I’ve also included 3 articles written by Nico, below. They are in Afrikaans but the English versions will be included once they are all translated.
ORGANIC? BIOLOGICAL? NATURAL FARMING?
By NT Snyman B.Sc. Agric (Agron.)
- ARTICLE 1
Download this article here…
- ARTICLE 2
Download this article here… - ARTICLE 3
Download this article here…
Background: Nico Snyman
Nico is a scientist and researcher at heart, apart from being a farmer. He started off on an engineering degree but switched over to (( B. Sc. Agric. (Agron.) Pret)). He was also a Tractor Dealer and during that time introduced the Stubble Mulch and Minimum Tillage idea in the Bothaville / Viljoenskroon area years ago (1970) for the wind blown and dusty fields. He was also Head of Extension services & Head of Research and Development for many years in the tobacco industry.
After retirement he built a few revolutionary machines like a High Crop Tractor, Sugarcane Harvester, and low profile Stope Drill Rig for the mines. He is currently working on a proto-machine for commercial farmers to introduce the GROW AGRA straight into the soil together with organic material in one shot. There is however a lack of capital for further research and development until a grant can be obtained somewhere. In the meantime he carries on with the vegetable and maize trials (for the 5th year) and does cross breeding of maize and sugar maize for a more tasty and edible green mealie.
Qualifications: Dr P.W. Cloete
M.Sc org chem., D.Sc.(Agric. Biochem.), MB.ChB., ACAM (dipl. Cand.)
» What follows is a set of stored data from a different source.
PR #4100, opened 2025-01-30
Fix ESM command to highlight what should be replaced

pj892031:
This PR adds missing symbols `<` and `>` to show what values should be updated before usage. It makes the documentation more readable.


janan07 (approved):
It appears that this PR doesn't affect descriptions in the file. Indicating variables for customization looks good.

pablocarle (approved):

pablocarle:
Will this PR be synched in master to apply to current version as well? Otherwise it will have to wait till 3.2 @janan07 @pj892031

PR #4110, opened 2025-01-31
fix: look for typedoc ending in .zip

traeok:

Recently, the typedoc was updated so that a `.zip.bundle` file is packaged alongside the other files in the Zowe release folder. However, this broke the grep check in `updateTypedoc.sh` that looks for the typedoc ZIP and it grabs the bundle instead, causing `unzip` to fail on line 25 of the script. This PR updates the check so it grabs the ZIP rather than the `.zip.bundle` file.

`scripts/updateTypedoc.sh`

### DIFF
--- a/scripts/updateTypedoc.sh
+++ b/scripts/updateTypedoc.sh
@@ -20,7 +20,7 @@ rm -rf typedoc
 rm -f zowe-nodejs-sdk-typedoc.zip
 
 # Download and extract new files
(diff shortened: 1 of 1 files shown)


anaxceron (approved):
thanks for the fix, @traeok!

t1m0thyj (approved):
LGTM, thanks @traeok!

Issue #3719, opened 2024-06-18
SWZELOAD is not documented


ericradz:
## Description
I noticed that in the Zowe install documentation, Step 5: Install the MVS data sets, indicates that after the execution of zwe install command, data sets SZWESAMP, SZWEAUTH and SZWEEXEC are created, but there is no mention of the SZWELOAD data set, which is also created in this step. There are other topics that mention only three of the four data sets too. Could you pls address this?

## Pages to Update
https://docs.zowe.org/stable/user-guide/install-zowe-zos-convenience-build/
https://docs.zowe.org/stable/user-guide/initialize-mvs-datasets/

There might be others as well.

## Screenshots
![image](https://github.com/zowe/docs-site/assets/36424317/986de797-ac57-4b8b-ae6e-4b60dfcdb129)

## Expected behavior
A description of the SZWELOAD data set to be added to the documentation in all of the appropriate topics.

1000TurquoisePogs:
I think the tables of datasets in the convenience build page should just be moved to an appendix and referenced wherever needed. Otherwise you will end up linking to the convenience build page in cases where the user isn't using the convenience build.

PR #4147, opened 2025-02-03
Create appendix for list of zowe's datasets

1000TurquoisePogs:
Resolves https://github.com/zowe/docs-site/issues/3719

This ticket collects information about zowe datasets and puts it in one appendix so that it can be referenced in a way that does not conflict with the user's chosen install type.

Before this PR, information about certain datasets was included (incompletely) in both SMPE and convenience build install pages.
While the tables were useful, referencing them from elsewhere could result in an issue where someone might be brought to a convenience build reference when using SMPE instead, or vice versa.

Putting the information into an appendix allows it to be referenced in a neutral way to both install types.

It also will be useful in the future for handling documentation about upgrades and downgrades as in https://github.com/zowe/community/issues/2305

This is a draft open to all feedback.
This would apply to both V2 and V3, but I havent made such updates without first gathering feedback.


1000TurquoisePogs:
Also:

Our code and doc call some datasets "custom datasets" and i find this bizarre terminology.
Maybe it's just me. I'd prefer saying they're "instance datasets", but wont make that change now unless there's consensus.

Martin-Zeithaml (approved):

ArooshLele (approved):

PR #542, opened 2018-12-01
Added invoking parent.drain if future/promise exists

segabriel:
Closes: #546

### DIFF
--- a/src/main/java/reactor/netty/channel/ChannelOperationsHandler.java
+++ b/src/main/java/reactor/netty/channel/ChannelOperationsHandler.java
@@ -645,10 +645,12 @@ final class ChannelOperationsHandler extends ChannelDuplexHandler
 					if (!future.isSuccess()) {
 						// Returned value is deliberately ignored
 						promise.setFailure(Exceptions.addSuppressed(future.cause(), t));
+						parent.drain();
 						return;
 					}
 					// Returned value is deliberately ignored
 					promise.setFailure(t);
+					parent.drain();
 				});
 			}
 			else {
@@ -747,6 +749,7 @@ final class ChannelOperationsHandler extends ChannelDuplexHandler
 				// Returned value is deliberately ignored
 				promise.setFailure(future.cause());
 			}
+			parent.drain();
 		}
 
 		@Override


segabriel:
For now, the following test is not passed:
```
reactor.netty.http.server.HttpSendFileTests > sendFileAsync4096Negative FAILED
    org.junit.ComparisonFailure: expected:<[101, 114, 114, 111, 114]> but was:<null>
        at sun.reflect.NativeConstructorAccessorImpl.newInstance0(Native Method)
        at sun.reflect.NativeConstructorAccessorImpl.newInstance(NativeConstructorAccessorImpl.java:62)
        at sun.reflect.DelegatingConstructorAccessorImpl.newInstance(DelegatingConstructorAccessorImpl.java:45)
        at reactor.netty.http.server.HttpSendFileTests.doTestSendFileAsync(HttpSendFileTests.java:345)
        at reactor.netty.http.server.HttpSendFileTests.sendFileAsync4096Negative(HttpSendFileTests.java:290)
```

but in the master branch, it's not passed too.

violetagg:
@segabriel Rebase on top the latest changes. Let's see whether this time the test will pass.
Regards,
Violeta

segabriel:
@violetagg done, but the test is still as the failed one.

violetagg:
@segabriel Try again (I made some changes)

smaldini:
I am still wondering, the fix itself is correct but do we want to have this behavior ? Shouldn't we close on first error and not try to pull more publisher ?
In the issue it is mentioned that you dispose processor, which creates a cancellation exception. Have you tried just onComplete the processor instead ?

segabriel:
@smaldini 
> In the issue it is mentioned that you dispose processor, which creates a cancellation exception. Have you tried just onComplete the processor instead ?

yes I tried and `onComplete` has the same behavior as `dispose`. 

> do we want to have this behavior ?

In my opinion yes, because we do it in other cases, for example, when we emit no message and immediately close the publisher. Or we have set `.timeout(Duration)` and we have no result it will invoke `close`.

smaldini:
Will close for now - #546 should be closed once we document an alternative but we already are planning to not have such queue for publishers anymore in the next major version.

PR #543, opened 2018-12-03
fix #522 New HttpClient API to allow configuring redirects via a predicate

### LINKED ISSUE #522: Allow configuration of redirects to follow
### Expected behavior

Currently, using using `followRedirect` on `HttpClient` (or `HttpClientRequest`) will follow `301` and `302` redirects. There are other forms of redirect however - for example `307` and `308`.

It would be useful to, rather than specifying a `boolean`, specify a list of redirect codes to honour in `followRedirect`.

### Actual behavior

`followRedirect` takes a `boolean` and follows only `30[1,2]` redirects

### Steps to reproduce

Connect to site that uses a`307` redirect, the request will not be redirected. I encountered this on the [Nest API][1]

### Reactor Netty version

0.8.2-RELEASE

Related to [#235][2]

[1]: https://developers.nest.com/guides/api/how-to-handle-redirects
[2]: https://github.com/reactor/reactor-netty/issues/235

violetagg:
`reactor.netty.http.client.HttpClient#followRedirect(boolean)` will redirect when
`301`|`302`|`307`|`308`

`reactor.netty.http.client.HttpClient#followRedirect(
BiPredicate<HttpClientRequest,HttpClientResponse>)` will redirect based on
the predicate

### DIFF
--- a/src/main/java/reactor/netty/http/client/HttpClientOperations.java
+++ b/src/main/java/reactor/netty/http/client/HttpClientOperations.java
@@ -27,6 +27,7 @@ import java.util.Set;
 import java.util.concurrent.Callable;
 import java.util.function.BiConsumer;
 import java.util.function.BiFunction;
+import java.util.function.BiPredicate;
 import java.util.function.Consumer;
 import java.util.function.Supplier;
 import javax.annotation.Nullable;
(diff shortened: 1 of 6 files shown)


src/main/java/reactor/netty/http/client/HttpClientOperations.java
```diff
@@ -296,7 +305,15 @@ public HttpClientRequest headers(HttpHeaders headers) {
 
 	@Override
 	public boolean isFollowRedirect() {
-		return redirectable && redirectedFrom.length <= MAX_REDIRECTS;
+		return (redirectable ||
+				(followRedirectPredicate != null && followRedirectPredicate.test(this, this))) &&
```
smaldini: Shouldn't invoke on accessor like isFollowRedirect

violetagg: New update is provided. Please take a look.

PR #557, opened 2018-12-20
Use ByteBuf#(write|read)CharSequence when transforming from/to String

violetagg:
ByteBuf#(write|read)CharSequence methods have optimisations for
CharsetUtil.US_ASCII
CharsetUtil.ISO_8859_1
CharsetUtil.UTF_8

### DIFF
--- a/src/main/java/reactor/netty/ByteBufFlux.java
+++ b/src/main/java/reactor/netty/ByteBufFlux.java
@@ -84,10 +84,14 @@ public final class ByteBufFlux extends FluxOperator<ByteBuf, ByteBuf> {
 
 	public static ByteBufFlux fromString(Publisher<? extends String> source, Charset charset, ByteBufAllocator allocator) {
 		Objects.requireNonNull(allocator, "allocator");
-		return new ByteBufFlux(Flux.from(source)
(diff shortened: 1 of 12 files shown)


src/main/java/reactor/netty/ByteBufFlux.java
```diff
@@ -84,10 +84,14 @@ public static ByteBufFlux fromString(Publisher<? extends String> source) {
...
 	public static ByteBufFlux fromString(Publisher<? extends String> source, Charset charset, ByteBufAllocator allocator) {
 		Objects.requireNonNull(allocator, "allocator");
-		return new ByteBufFlux(Flux.from(source)
-		                           .map(s -> allocator.buffer()
-		                                              .writeBytes(s.getBytes(charset))),
-		                       allocator);
+		return new ByteBufFlux(
+				Flux.from(source)
+				    .map(s -> {
+				        ByteBuf buffer = allocator.buffer();
```
smaldini: I wonder if we need an allocator at all (or by default it should be unpooled) since we wrap bytes. I wonder about `Unpooled.wrappedBytes()`

PR #562, opened 2019-01-03
fix #558 Add CONFIGURING step to the lifecycle listener

### LINKED ISSUE #558: HttpClient#doOnRequest doesnt execute BEFORE request is sent
### Expected behavior
`HttpClient#doOnRequest` listener should be invoked _before_ the request is sent, allowing to mutate it (eg. add a basic set of headers on every request).

### Actual behavior
It seems to be invoked _AFTER_ the request is sent. In the listener:
 - doing `req.requestHeaders().set("foo", "bar")` mutates the headers but is never used
 - doing `req.header("foo", "bar")` throws an `java.lang.IllegalStateException: Status and headers already sent`

### Steps to reproduce
```java
@Test
public void postMutatesHeaders() {
			.doOnRequest((req, con) -> req.header("foo", "dufafa"))
			.baseUrl("https://postman-echo.com/");

	String resp =
			client.post()
					.uri("/post")
					.send((req, outbound) -> {
						String foo = req.requestHeaders().get("foo");
						if (foo != null) {
							req.header("foo", foo+"bar");
						}
						else {
							req.header("foo", "baz");
						}
						return outbound.sendString(Flux.just("post"));
					})
					.response((res, byteBufFlux) -> byteBufFlux.asString())
					.blockFirst();

	//check what the echo server saw as headers
	Assertions.assertThat(resp).contains("\"foo\":\"dufafabar\"");
}
```

### Analysis
`HttpClientConnect` is always added as the first observer, _after_ `doOnRequest`'s `HttpClientDoOn` has set itself as observer, resulting if I understand correctly in HCC calling the handler and sending the request before the doOnRequest is invoked.

Both react to the `CONFIGURED` state, and due to the order `HttpClientConnect` "wins".

The workaround would be to add a new intermediate state, eg. `CONFIGURING`, letting some observers alter the request before `HttpClientConnect` does its thing. For instance, `doOnRequest` would match on this one.

`CONFIGURING` would be fired right before `CONFIGURED` everywhere the later is currently fired.

### Reactor Netty version
0.8.x

simonbasle:
This additional step lets listeners react before a request body is sent,
since once the CONFIGURED state is reached, it triggers sending the
request over the wire.

### DIFF
--- a/src/main/java/reactor/netty/ConnectionObserver.java
+++ b/src/main/java/reactor/netty/ConnectionObserver.java
@@ -102,6 +102,12 @@ public interface ConnectionObserver {
 		State CONFIGURED = ReactorNetty.CONFIGURED;
 
 		/**
+		 * Propagated when a connection is bound to a channelOperation but still
+		 * allowing for observers' configuration.
+		 */
+		State CONFIGURED_ALMOST = ReactorNetty.CONFIGURED_ALMOST;
+
+		/**
 		 * Propagated when a connection has been reused / acquired
 		 * (keep-alive or pooling)
 		 */
--- a/src/main/java/reactor/netty/ReactorNetty.java
+++ b/src/main/java/reactor/netty/ReactorNetty.java
@@ -467,6 +467,13 @@ public final class ReactorNetty {
 		}
 	};
 
+	final static ConnectionObserver.State CONFIGURED_ALMOST = new ConnectionObserver.State() {
+		@Override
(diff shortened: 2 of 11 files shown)


smaldini:
We'll redesign if needed with one event only but I'd like to see explore other routes. I'm concerned with the possible confusion of "Almost configured" and adding extra handler traversal for an http specific case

- Nico & Texas Grano onions. It was the 5th consecutive trial where the soil is now fertile enough that it does not need GROW AGRA for the time being, only raw material for food for the organisms. The image on the right: a single onion was placed on a side plate with 18cm diameter. These onions are too big for the market, but sweet and tasty. We donated 10 to the church fair where it fetched R4-00 each.

I’ll keep you all updated but there is sure to be a follow on post very soon. As I was putting this article together, an update came through my RSS newsreader from the Permaculture Research Institute of Australia; and yes, you guessed right, it was all about soils so I’ve decided to include it as well.
Bio-Agriculture – a Solution to Climate Change
by Craig Mackintosh
If I were to compare industrial, monocrop agriculture with permaculture or organic biological agricultural methodologies, and then boil my observations down to their base differences, I would describe them thus:
* Industrial agriculture focusses on feeding the plant
* Permaculture and organic biological agriculture focus on feeding the soil
For the industrialists, if they have a big green flush of foliage, in their mind they’ve succeeded. Whether the plant is healthy, or tasty, or whether the soil is being depleted, eroded, polluted and salinated in the process of growing it, is of secondary importance. The industrial system is about standardisation, transportability, externalised costs and instant gratification — or instant profits. Such plants normally have nutrient imbalances, and trace mineral dificiencies, that make them prone to pest and disease attack and make them less healthy for animals and humans. In addition, industrial agriculture turns our vast agricultural lands into carbon sources. Nitrogen fertiliser inputs systematically ‘burn up’ carbon rich humus, sending it into the atmosphere to act as a greenhouse gas rather than the foundation of soil fertility it was meant to be. Indeed, this form of farming should not be called agriculture at all, as ‘culture’ means to refine or foster, to bring about an improved state. Industrial agriculture does quite the opposite.